As is apparent from the above description, the present invention comprises a braking device which applies a braking force to the brake disk rotor by pressing the brake pads against the braking surfaces on both sides of the brake disk rotor. The processing of the braking surface of the brake disk rotor in the vehicle is performed by rotating the brake disk rotor around the shaft center with the brake disk rotor attached to the axle bearing device using a processing device in which a processing tool is arranged at the position where the brake pad of the braking device is arranged. At the same time, since the braking surface is formed by bringing the processing tool into contact with the surface of the brake disk rotor, the brake disk rotor can be processed in an actual use state. There is no need to set, and the processing equipment required for this can be simplified.

[Brief description of the drawings]

FIG. 1 is a perspective view showing a state in which a brake disk rotor is incorporated in a processing apparatus according to an embodiment of the present invention.

FIG. 2 is a cross-sectional view of a processing apparatus and a hub unit for performing a method of processing a brake disk rotor.

FIG. 3 is a schematic sectional view showing the movement of the grindstone.

FIG. 4 is a schematic cross-sectional view showing an operation of a grindstone for performing a processing method according to another embodiment.

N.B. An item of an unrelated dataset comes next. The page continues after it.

PR #348, opened 2022-12-14
feat: add support for configuring eager connection on client

cprice404:
This commit adds a configuration setting that can be used to enable eager connection to the server when the client is constructed.  By default, the client establishes the connection lazily when the first request is executed.  However, this approach can lead to request timeouts on the first request if the connection takes too long to establish, because the connection time is counted toward the client-side timeout. When eager connections are enabled, the client will attempt to establish the connection to the server at construction time, which means that the connection will already be established before the first user request is issued.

FIG. 5 is a schematic cross-sectional view showing a cutting tip operation for performing a processing method according to still another embodiment.

[Explanation of symbols]

 DESCRIPTION OF SYMBOLS 1 Brake disk rotor 2 Braking surface 4 Hub unit 5 Hub wheel 8 Braking board 9 Processing device 10 Caliper body 13 Piston member 14 Cylinder chamber 15 Pressure oil for operation 18 Grinding stone

Claims (3)

[Claims] 1. A method of processing a braking surface of a brake disk rotor in a vehicle including a braking device configured to apply a braking force to a brake disk rotor by pressing a brake pad against braking surfaces on both sides of the brake disk rotor. Using a processing device in which a processing tool is disposed at a position where a brake pad of the braking device is disposed, rotating the brake disk rotor around an axis with the brake disk rotor attached to the axle bearing device, and braking the processing tool A method of processing a braking surface of a brake disk rotor, wherein the braking surface is brought into contact with the surface of the disk rotor. 2. The method for processing a braking surface in a brake disk rotor according to claim 1, wherein the processing tool is a grindstone for grinding a disk surface of the brake disk rotor. 3. The method for processing a braking surface of a brake disk rotor according to claim 1, wherein the processing tool is a cutting tool for cutting a board surface of the brake disk rotor.